Report all lines from the entries below in which "receive" appears.

── Data shown ──

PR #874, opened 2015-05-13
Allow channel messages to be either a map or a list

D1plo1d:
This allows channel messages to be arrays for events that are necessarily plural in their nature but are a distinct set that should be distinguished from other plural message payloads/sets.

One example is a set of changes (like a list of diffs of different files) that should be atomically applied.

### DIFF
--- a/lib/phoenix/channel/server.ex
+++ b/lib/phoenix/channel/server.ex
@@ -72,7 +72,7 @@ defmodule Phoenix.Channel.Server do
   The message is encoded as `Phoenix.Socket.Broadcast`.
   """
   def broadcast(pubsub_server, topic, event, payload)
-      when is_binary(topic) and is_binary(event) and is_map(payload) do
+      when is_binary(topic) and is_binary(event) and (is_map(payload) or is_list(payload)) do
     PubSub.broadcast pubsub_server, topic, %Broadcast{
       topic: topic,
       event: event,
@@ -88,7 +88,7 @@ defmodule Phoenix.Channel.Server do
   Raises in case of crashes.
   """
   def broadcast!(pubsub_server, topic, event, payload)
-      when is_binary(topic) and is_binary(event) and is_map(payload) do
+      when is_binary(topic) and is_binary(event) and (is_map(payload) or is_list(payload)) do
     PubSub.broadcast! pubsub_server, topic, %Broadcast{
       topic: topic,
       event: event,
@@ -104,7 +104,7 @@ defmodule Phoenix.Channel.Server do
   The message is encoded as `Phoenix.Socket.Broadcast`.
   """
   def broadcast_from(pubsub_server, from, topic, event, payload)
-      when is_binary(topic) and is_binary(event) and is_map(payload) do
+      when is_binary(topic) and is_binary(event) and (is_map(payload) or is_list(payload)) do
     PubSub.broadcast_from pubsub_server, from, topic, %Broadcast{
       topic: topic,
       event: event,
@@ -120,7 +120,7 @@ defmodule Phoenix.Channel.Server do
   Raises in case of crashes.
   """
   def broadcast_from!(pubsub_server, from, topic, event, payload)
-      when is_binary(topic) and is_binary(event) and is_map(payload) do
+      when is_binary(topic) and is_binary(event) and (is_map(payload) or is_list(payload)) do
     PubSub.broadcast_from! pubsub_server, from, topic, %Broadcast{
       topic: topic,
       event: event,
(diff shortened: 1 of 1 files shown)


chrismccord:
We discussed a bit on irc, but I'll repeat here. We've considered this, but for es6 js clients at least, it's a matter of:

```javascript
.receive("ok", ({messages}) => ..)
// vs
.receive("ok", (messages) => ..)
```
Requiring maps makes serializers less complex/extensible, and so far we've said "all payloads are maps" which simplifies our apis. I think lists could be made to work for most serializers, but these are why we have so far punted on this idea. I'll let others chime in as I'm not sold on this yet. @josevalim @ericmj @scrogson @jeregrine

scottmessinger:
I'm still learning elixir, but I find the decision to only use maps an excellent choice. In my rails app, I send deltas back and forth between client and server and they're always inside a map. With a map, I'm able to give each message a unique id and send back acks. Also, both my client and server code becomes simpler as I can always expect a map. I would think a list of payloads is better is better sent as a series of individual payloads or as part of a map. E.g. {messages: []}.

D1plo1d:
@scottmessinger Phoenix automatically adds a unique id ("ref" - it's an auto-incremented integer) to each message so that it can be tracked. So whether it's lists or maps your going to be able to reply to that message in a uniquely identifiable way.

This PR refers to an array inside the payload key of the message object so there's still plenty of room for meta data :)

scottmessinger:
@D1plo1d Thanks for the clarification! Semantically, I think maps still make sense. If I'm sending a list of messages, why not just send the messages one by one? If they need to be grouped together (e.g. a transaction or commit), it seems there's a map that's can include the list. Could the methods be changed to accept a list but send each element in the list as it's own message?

───

### Task solution
.receive("ok", ({messages}) => ..)
.receive("ok", (messages) => ..)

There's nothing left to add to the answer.